» TASK DESCRIPTION
Reproduce the opening lines of the records exactly, please, stopping after the line that contains "will include sever".

━━━━━ PROVIDED RECORDS

PR #13, opened 2015-06-24
RFC - Farm Attempt

dirvine:
[Review on Reviewable](https://reviewable.io/reviews/maidsafe/rfcs/13)

### DIFF
--- a/proposed/0000-Farm-attempt.md
+++ b/proposed/0000-Farm-attempt.md
@@ -21,7 +21,7 @@ This implementation will be solely in the vault library. This will include sever
 
 ON receipt of a `Get` request for `ImmutableData` the `DataManager` calculates the SHA512 Hash of the `name()` of the `ImmutableData` concatenated with the`PmidNode`. This result is then modulo divided by the farming rate (FR). The rate attempts should divide the award between 4 distinct groups. (for clarity, this algorithm is applied to all `PmidNodes` that hold this data element in the current group).
 
-##Rmte attempts 
+##Rate attempts 
 
 1. PmidNodes -> tested at 100% of FR [i.e. Farming rate * 1]
 2. App Developer -> tested at 10% of FR [i.e. Farming rate * 1.1] 
--- a/proposed/0000-Farm-attempt.md
+++ b/proposed/0000-Farm-attempt.md
@@ -1,0 +1,56 @@
+- Feature Name:Farm attempt 
+- Type new feature
+- Related components maidsafe_vault
+- Start Date: 24-06-2015 
+- RFC PR:
+- Issue number: 
+
+# Summary
+
+This proposal outlines an initial design to test the efficiency and security of farming attempts.  This involves making use of the Farming Rate (FR) which is the rate at which farming attempts are made.  It is assumed the farming rate will include payments to care development, content producers and most significantly farmers (or providers of the network resource). 
+
+# Motivation
+
+To ensure network stability and resource availability a reward mechanism is required to ensure the use of resource is balanced with the supply of resource.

━━━━━━━━━━

» RESULT OF THIS TASK
PR #13, opened 2015-06-24
RFC - Farm Attempt

dirvine:
[Review on Reviewable](https://reviewable.io/reviews/maidsafe/rfcs/13)

### DIFF
--- a/proposed/0000-Farm-attempt.md
+++ b/proposed/0000-Farm-attempt.md
@@ -21,7 +21,7 @@ This implementation will be solely in the vault library. This will include sever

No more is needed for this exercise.